Results and adverse events will be double-checked using SPSS software (Version 20). It is validated by SPSS Inc., Chicago, IL, USA. Missing data, outliers, and violations of normality will be assessed.

For continuous variables, data will be expressed as mean ± SD, while for qualitative variables, a frequency report will be provided. To determine whether the data is under the normal distribution, we will use the Kolmogorov–Smirnov test. Paired samples t-test will be used to compare the before and after values within each study group. Independent samples t-test will be used to compare baseline and after data between the two study groups. Mann-Withney test for non-normal data will be applied. The mean of differences between baseline and 3 months in primary and secondary outcomes will be calculated for each of the groups and will be compared by independent samples t-test. Univariate analysis of covariance (ANCOVA) will be used to control for confounders including baseline values. Since these parameters are not normally distributed, non-parametric tests will be used. Mann-Withney or Wilcoxon signed-rank tests will be used as appropriate to check for changes within and between groups.

Two-sided tests will be used. Also, in all analyses, the value of P-value < 0.05 will be considered statistically significant.

Patient and public involvement

Information is certainly disseminated to the public especially diabetic patients via any media coverage of study findings.

Study outcomes

Primary outcomes

The primary outcomes of this clinical trial are the changes in HbA1C, FBS, insulin, lipid profile (triglyceride, total cholesterol, HDL-cholesterol, LDL-cholesterol), Oxidative stress biomarkers such as TAC, inflammation factors such as MDA and mood states at the end of the study in comparison with the baseline values.

Secondary outcomes

The secondary outcomes of this clinical trial are weight changes, BMI, WC and blood pressure.

Monitoring and follow-up period

Adverse events, enrollment numbers, loss to follow up counts, and withdrawals will be monitored by the research team.

The research team will check the bread consumption every week.

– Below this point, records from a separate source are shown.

PR #134, opened 2020-07-15
Translate illegal instructions more safely

edfelten:
This modifies the EVM->AVM translator to do something reasonable for all invalid or unsupported EVM instructions.

### DIFF
--- a/arb_os/codeSegment.mini
+++ b/arb_os/codeSegment.mini
@@ -272,7 +272,7 @@ public impure func translateEvmCodeSegment(
                         if (opcode == 0x43) { // NUMBER
                             return pushEvmInsnCall(evmOp_number, restOfCode, evmJumpTable);
                         } elseif (opcode == 0x44) { // DIFFICULTY
-                             return Some((restOfCode, evmJumpTable));  // no-op
+                             return Some((pushValue(2500000000000000, restOfCode), evmJumpTable));
                         }
                     }
                 } else {
--- a/arb_os/codeSegment.mini
+++ b/arb_os/codeSegment.mini
@@ -272,8 +272,7 @@ public impure func translateEvmCodeSegment(
                         if (opcode == 0x43) { // NUMBER
                             return pushEvmInsnCall(evmOp_number, restOfCode, evmJumpTable);
                         } elseif (opcode == 0x44) { // DIFFICULTY
-                             return Some((restOfCode, evmJumpTable));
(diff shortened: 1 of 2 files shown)


arb_os/codeSegment.mini
```diff
@@ -276,7 +272,7 @@ public impure func translateEvmCodeSegment(
                         if (opcode == 0x43) { // NUMBER
                             return pushEvmInsnCall(evmOp_number, restOfCode, evmJumpTable);
                         } elseif (opcode == 0x44) { // DIFFICULTY
-                            return Some((pushValue(0, restOfCode), evmJumpTable));
+                             return Some((restOfCode, evmJumpTable));
```
hkalodner, line 275: What does this do?

arb_os/codeSegment.mini
```diff
@@ -342,7 +338,7 @@ public impure func translateEvmCodeSegment(
                     }
                 } else {
                     if (opcode == 0x58) {  // GETPC
-                        return Some((pushValue(restOfCode, restOfCode), evmJumpTable));
+                        return Some((pushValue(bytestream_bytesReadSoFar(bs), restOfCode), evmJumpTable));
```
hkalodner, line 341: This is tricky so if we're looking to make sure we're compatible it would be nice to have a test. One simple option would be to write a solidity contract which has a function which returns a value based on `GETPC`, run it in geth/ganache in order to figure out what the correct result is, and then run it in ArbOS comparing against that result.

arb_os/codeSegment.mini
edfelten: It's a no-op.

arb_os/codeSegment.mini
edfelten: Hmm, I think there's an off-by-one error in the code you reviewed.  Which is now fixed.

Earlier today I added an issue to do this kind of testing for EVM->AVM translation more generally.

arb_os/codeSegment.mini
hkalodner: The difficulty opcode is expected to push an integer to the stack. We either need to reject code that includes the difficulty opcode, or have the opcode push some integer

arb_os/codeSegment.mini
hkalodner: Sounds good

arb_os/codeSegment.mini
edfelten: Hmm, somehow I misread the spec.  Fixing this to push an integer reflecting a recent difficulty level.

PR #135, opened 2020-07-15
Batched messages and ecrecover

edfelten:
* Implement ecrecover AVM instruction
* Process aggregated batches of txs in ArbOS
* Generate signed txs on the client side, and verify them (in txs from batches) in ArbOS
* Fix bug in ArbSys precompile
* Add ecrecover precompiled contract at address 1
* Refactor handling of precompiles
* Remove erroneous tests


arb_os/precompiles.mini
```diff
@@ -0,0 +1,76 @@
...
+    acctStore = accountStore_createBuiltinContract(
+        acctStore,
+        address(100),
+        arbsys_txcall,
+    )?;
+    return Some(acctStore);
+}
+
+public impure func precompile_0x01() {  // ecrecover
+    // don't bother checking the first four bytes of calldata -- this is the only method in the contract
```
hkalodner, line 57: From the yellow paper:

h = d[0..31]
v = d[32..63]
r = d[64..95]
s = d[96..127]

src/evm/mod.rs
```diff
@@ -178,11 +179,14 @@ pub fn evm_xcontract_call_using_batch(
 ) -> Result<bool, ethabi::Error> {
     use std::convert::TryFrom;
     let rt_env = RuntimeEnvironment::new(Uint256::from_usize(1111));
+
+    let wallet = rt_env.new_wallet();
+    let addr_h160: Address = wallet.private_key().into();
+    let my_addr = Uint256::from_bytes(addr_h160.as_bytes());
```
hkalodner, line 185: Is wallet of type `ethers_signers::Wallet`? If so it seems like we should just use `wallet.address()` here

edfelten: Switched to using `wallet.address()`.  But I still need to convert it to a Uint256.

arb_os/precompiles.mini
edfelten: Changed to match the yellow paper.

hkalodner: Sorry, to be clear I think that based on the spec it looks like it starts from an offset of 0 rather than 4.

edfelten: Fixed. Thanks for pointing this out.

edfelten:
Last change was trivial, and Harry apparently approved merge, so I'm merging this.

hkalodner:
+1 😁

PR #136, opened 2020-07-16
Switch to new L2 message/batch format

edfelten:
Switch message signing and batching to new message format.  Updates ArbOS batch and signature handling, and updates client-side message generator to match.


edfelten:
Going to refactor this based on Slack conversation with Harry.

PR #140, opened 2020-07-16
Rename incoming request object type

edfelten:
This PR just renames a data type. The new name is more intuitive given how the code has changed over time.


edfelten:
Merging this without review, because it only renames things, doesn't change any functionality.

PR #141, opened 2020-07-17
Input queue support for sequencer

edfelten:
This PR adds ArbOS support for queueing incoming messages when using an optional sequencer.  In support of that, it also adds support for parsing the initialization message to extract chain parameters and initialization options.

The sequencer is associated with a parameter `blocksOfDelay`.  Messages from addresses other than the sequencer will be delayed for `blocksOfDelay` L1 blocks, or until the sequencer releases them, whichever comes first. 

A new L2 message type, "sequencer batch", allows the sequencer to release delayed messages that arrived up to some block number specified by the sequencer.  A sequencer batch message also delivers a batch of requests that are to be processed after the released messages.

In addition, if patients would have any complications during the intervention, they will be asked to stop the trial, and the endocrinologist will manage the required treatment.

Strengths and limitations

  • While previous studies have assessed the health effects and organoleptic characteristics of PPP, we will use this additive in a clinical trial.

  • Appropriate measures will be adopted to determine the best percentage of PPP to improve the rheological, organoleptic, and antioxidant characteristics of wheat bread.

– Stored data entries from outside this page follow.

PR #144, opened 2020-07-17
Calculate requestId for non-signed tx

edfelten:
ArbOS now calculates a requestId for non-signed txs (aka L2 messages of subtype 0). This is put into the requestId field of the log item reporting the tx result.

Formula:
hash2(
    uint32(sender), 
    hash2(
        uint32(chainId), 
        hashBytestack(L2 message as bytestack)
    )
)

### DIFF
--- a/arb_os/signedTx.mini
+++ b/arb_os/signedTx.mini
@@ -66,11 +66,11 @@ public impure func translateSignedTx(req: MessageFromL1) -> option<MessageFromL1
     );
 
    let rlpEncoded = rlp_encodeMessageInfo(
-        bytearray_get256(extractedL2data, 2*32),             // sequenceNum,
-        bytearray_get256(extractedL2data, 1*32),             // gasPriceBid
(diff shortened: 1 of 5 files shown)


arb_os/signedTx.mini
```diff
@@ -87,22 +116,20 @@ impure func recoverSigner(msgData: ByteArray, preSigSize: uint) -> option<addres
...
+    return keccak256(rlpEncoded, 0, bytearray_size(rlpEncoded));
+}
 
-    if (signer == address(0)) {
-        return None;
-    } else {
-        return Some(signer);
-    }
+public func hashL2messageInfo(l2msg: MarshalledBytes, chainId: uint, sender: address) -> bytes32 {
+    asm(300,) { debugprint };
```
hkalodner, line 127: I think this debugprint should be removed. Other than that is PR is solid and I have my message batching tested against it and working

PR #146, opened 2020-07-18
Codegen refactor

RGates94:
Refactors codegen to simplify control flow and make implementations of future features including modules and inlining easier.


src/compile/codegen.rs
```diff
@@ -66,41 +66,45 @@ pub fn mavm_codegen<'a>(
...
 
     let mut label_gen = LabelGenerator::new();
-    let mut code = code_in;
+    let mut code = Vec::new();
+    let mut funcs_code = BTreeMap::new();
     for func in funcs {
         if !func.imported {
-            let (lg, c) = mavm_codegen_func(
+            let id = func.name;
+            let (lg, code) = mavm_codegen_func(
```
edfelten, line 74: The overloading of the variable name `code` might confuse readers here.  It's maybe better to rename one of them.

src/compile/codegen.rs
```diff
@@ -208,42 +202,71 @@ fn add_args_to_locals_table(
...
+}
+
+///Generates code for the provided statement. code represents the code generated previously,
+/// num_locals the maximum number of locals used at any point in the call frame so far, locals is a
+/// map of local variables, label_gen points to the next available locals slot, string_table is used
+/// to get builtins, import_func_map associates each imported function with a label, and
+/// global_var_map maps global variable IDs to their slot number.
+///
+/// If successful the function returns a tuple containing the updated label generator, number of
+/// locals slots used by this statement, a bool that is set to true if the statement causes a
```
edfelten, line 245: It's hard to follow the logic of how locals are handled in this code.  (This has been true since the beginning, but this might be a good time to fix it.). Some statements, like `let`, allocate a new local.  Others, like codeblock statements, will allocate locals within their codegen and then those locals will go out of scope.  

I think it makes sense to refactor by creating a data structure that tracks locals allocation properly, rather than carrying around the separate `num_locals` and locals-map / binding objects and needing to maintain invariants about them everywhere.

edfelten, line 245: I don't think "set to true if the statement causes a return" is exactly accurate.  I think it should say something like "set to true if execution certainly will not continue past this statement (due to a return, panic, or infinite loop on all execution paths in the statement)".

  • Effects of bread intervention on diabetes profile, antioxidant capacity, inflammatory markers, and mood disorders in patients with T2DM will also be assessed.

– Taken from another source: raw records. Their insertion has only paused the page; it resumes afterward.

PR #149, opened 2020-07-21
Switch to new tx receipt format

### LINKED ISSUE #148: Make tx receipts more Ethereum-compatible
Additional things that would be useful to put in the transaction receipts:
- _Cumulative gas_: This is a field that ethereum transactions include which is the total amount of gas used in a block after a transaction within that block is finished processing. It would presumably be fairly straightforward to include this info
- _Transaction index_: This says that this transaction was the nth processed in the block
- _Start log index_: This is the total number of evm logs emitted in the block before the given transaction

Those should all be relatively easy. A significantly more involved feature would be a extra block info log emitted for every l1 block which includes a bloom filter for the EVM logs that were output in the block and probably other useful aggregate info about the block.

edfelten:
Add support for the new tx receipt (== AVM log item) format, which restructures the receipt data structure and adds information on: total gas used in L1 block including this tx; index of this tx in L1 block; number of EVM logs so far in this L1 block excluding this tx.

Also refactor the receipt handling code in ArbOS, and in the Rust test harnesses.

Fixes #148

### DIFF
--- a/arb_os/txReceipt.mini
+++ b/arb_os/txReceipt.mini
@@ -38,6 +38,12 @@ type GasUsage = struct {
     gasPriceWei: uint,
 }
 
+type TxResultInfo = struct {
+    returnCode: uint,
+    returnData: MarshalledBytes,
+    evmLogs: EvmLogs,
+}
+
 // result codes:
 //    0    return (success)
 //    1    tx reverted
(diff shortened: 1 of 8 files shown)


arb_os/txReceipt.mini
```diff
@@ -0,0 +1,148 @@
...
+    }
+    let realGasUsage = struct {
+        gasUsed: 0,
+        gasPriceWei: 0,
+    };
+    if let Some(gu) = gasUsage {
+        realGasUsage = gu;
+    }
+
+    let txResultInfo = struct {
```
hkalodner, line 133: I got confused by this struct being called `txResultInfo` and the other `TxResultInfo` struct

edfelten: Resolved this by eliminating the top-level `TxResultInfo` type, which isn't needed anyway.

  • PPP-fortified bread will be applied in a trial to show whether it can reduce signs associated with diabetes, hyperlipidemia, and oxidative stress as a functional food.

  • All participants will be obliged to maintain a stable pattern of physical activity and diet.

  • Compliance could decline over the 12-week follow-up.

Discussion

Through our research, we will seek to determine the efficacy and safety of PPP for T2DM. The Iranian meal is incomplete without bread. In many countries, bread is economically accessible to everyone. Increasing consumer demand for functional foods opens up a massive market for this category. Importantly, our findings could have a significant impact on clinical practice and public health as a simple and effective adjunctive approach for management of T2DM if our hypotheses are supported.

Trial status

The recruitment of participants began in May 2021 and was expected to be completed in October 2022. Due to the Covid-19 pandemic, we have had a lot of drop-outs, and hence, the study took longer than expected. The intervention and follow-ups are scheduled to be completed in January 2023.